A lot can happen over the course of 12 years. A child can go from infancy to teenager, a car can go from new to clunker, and a sapling can grow into a mighty tree. Over a dozen years, a lot can happen to investments as well. That's why it's best to have an extended time horizon and choose companies that are built for the long haul, so they'll still be surviving and thriving in more than a decade.
Here are three companies to own stocks safely for a dozen years, which are trusted by Motley Fool investors.
- Amgen Inc. (NASDAQ:AMGN)
- Berkshire Hathaway Inc. (NYSE:BRK-B) (NYSE:BRK-A)
- Aptiv PLC (NYSE:APTV)
A Safe Income Play
Not many healthcare stocks qualify as outstanding long-term buy and holds. The savage competition across the sector and ever-changing regulatory landscape, after all, make these companies prone to marked downturns in value that can persist for extended periods of time. Biotech heavyweight Amgen, however, is one clear exception to this general trend.
Throughout its history, Amgen has proven to have an adept hand at bringing cutting-edge drugs to market for a host of high-value indications. Over the past few years, for example, the company has developed osteoporosis drug Prolia, multiple myeloma medicine Kyprolis, and cardiovascular disease treatment Repatha into major growth drivers. In fact, these three high-growth products are expected to largely offset the falling revenues from former star medicines like Enbrel and Neulasta going forward.
As an added bonus, Amgen has transformed into a top notch income play ever since it began paying out a dividend in 2011. For example, the company currently offers a yield of 3.08%, which is well above average for a healthcare stock. While the biotech's trailing payout ratio of 171% is a concern, Amgen's monstrous cash position, which presently sits at a staggering $41.7 billion, should provide more than enough cover for its rich dividend program in the years ahead.

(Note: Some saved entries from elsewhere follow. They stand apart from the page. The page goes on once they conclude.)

PR #13349, opened 2019-07-11
Remove outdated sample

### LINKED ISSUE #11770: Adding null delegates to dictionary costs more memory than field-like events would
The sample initializes the dictionary with null delegates as values:

```C#
    public PropertyEventsSample()
    {
        handlers = new Dictionary<string, Delegate>
        {
            [Event1Key] = null,
            [Event2Key] = null
        };
    }
```

This means the dictionary will always have an entry for each event, even if no event handlers are ever added. These entries cost even more memory than field-like events would, because each entry also keeps track of the key, hash code, and next entry in the chain. It is not useful in the situation claimed here:

> This is only useful if a type has many events, but you expect that most of the events will not be subscribed to.

To be actually useful, the entries would have to be allocated on demand, like `System.ComponentModel.EventHandlerList` does.

---
#### Document Details

* ID: 0e2cb228-430f-43a7-4447-85d21d2de420
* Version Independent ID: 2af9e215-97f2-fb66-1090-591e83fbda92
* Content: [How to: use a dictionary to store event instances - C# Programming Guide](https://docs.microsoft.com/en-us/dotnet/csharp/programming-guide/events/how-to-use-a-dictionary-to-store-event-instances#feedback)
* Content Source: [docs/csharp/programming-guide/events/how-to-use-a-dictionary-to-store-event-instances.md](https://github.com/dotnet/docs/blob/master/docs/csharp/programming-guide/events/how-to-use-a-dictionary-to-store-event-instances.md)
* Product: **dotnet-csharp**
* GitHub Login: @BillWagner
* Microsoft Alias: **wiwagn**

BillWagner:
This sample demonstrates a practice that should not be used today. Instead, users should follow the practice in the article being redirected to on using the `EventHandlerList`

Fixes #11770


rpetrusha (commented):
This looks good, @BillWagner. You can merge when you're ready.

rpetrusha (approved):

In all, Amgen has a promising line up of new growth products that's smoothing out the edges during its transition away from fading star medicines, along with a juicy dividend that should appeal to any long-term oriented investor.
Decades in the Making
There are a lot of reasons to like Berkshire Hathaway, not the least of which is its legendary CEO, Warren Buffett. The Oracle of Omaha has led the company to virtually unmatched success over the last five decades. Between 1965 and 2017, under Buffett's leadership, the company generated compound annual gains of 20.9%, more than double the results of the S&P 500. The stock achieved a mind-boggling overall gain of 2,404,748% over the ensuing years.

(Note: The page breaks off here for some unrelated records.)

PR #13351, opened 2019-07-11
Replace APIs tokens

nxtn:


rpetrusha (approved):
Thanks, @NextTurn, for removing the two APIs tokens. (It's interesting that a token would be used at all.) I'll merge your PR now.

PR #13358, opened 2019-07-11
CC140377: Correcting comment syntax inside code-block

v-maudel:
Description: comment syntax inside code-block doesn't work when the example is used.


v-maudel:
@BillWagner , can you please, review this change and approve it if agree?
Thanks in advance.

BillWagner (approved):
This LGTM @v-maudel 

I’ll :shipit: now.

v-maudel:
Thanks  @BillWagner !

PR #13359, opened 2019-07-11
updating vsmac getting started

timeyoutakeit:


BillWagner (approved):
Everything LGTM @asb3993 

I'll :shipit: now.

We publish daily, so you should see these updates on the live site by Monday.

Thanks for making these updates.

That's not the only reason to like Berkshire. Buffet is 87 year old, and while he may not be running things until 2030, the culture that he has built and nurtured will thrive. In recent years, two hand-picked lieutenants, Ted Weschler and Todd Combs, have been entrusted with tranches of Berkshire's portfolio. Buffett has said that hiring the duo was "one of the best decisions that Charlie Munger and I have ever made."
Diversification is another hallmark of a safe investment and Berkshire Hathaway has that covered as well. The conglomerate is comprised of more than 60 subsidiary companies, across a wide variety of industries including insurance, railroads, banking, and consumer goods. The company also holds stock in more than 40 publicly traded companies. The vast assortment of business interests and investments provides investors with diversification -- all within one company.
The world will likely have changed a great deal between now and 2030, and many of the companies making headlines today may have receded into the shadows. However, with the dozens of companies represented by Berkshire Hathaway, an investor can feel confident investing in a company that represents an instant and diversified portfolio.
A Driverless Future
When investors list stocks they can safely own until 2030, the cyclical automotive industry won't have too many companies make the cut. In fact, the word safe and automotive industry have rarely appeared in the same sentence over the past decade, but that won't be true over the next two decades, especially for a stock such as Aptiv.
For those unaware, automotive parts supplier Delphi spun off its powertrain division in 2017 and the remaining company, now named Aptiv, was left to focus on its core business of developing electric vehicle technology and self-driving systems. Aptiv's advanced driver assistance systems (ADAS) and electrified systems provide the company with better compound annual sales growth potential as well as higher margins than its powertrain business, but management believes there's even more future potential.
In fact, Aptiv believes it can leverage company strengths to unlock more than $35 billion in incremental addressable market opportunities by 2025! Those opportunities include active safety on the path to driverless vehicles, with Aptiv providing level 3 solutions to OEMs by 2025. There is also massive opportunity in connected services with Aptiv planning to embed connectivity in all of its solutions by the end of this decade -- it's an effort to unlock value for companies running fleets of vehicles, something similar to General Motors' Maven brand.
If there is anything certain in the automotive industry right now, it is that the future is clearly in electric vehicles and driverless car technology, and that will only become clearer on the road to 2030 -- a road where Aptiv is poised to become a leader.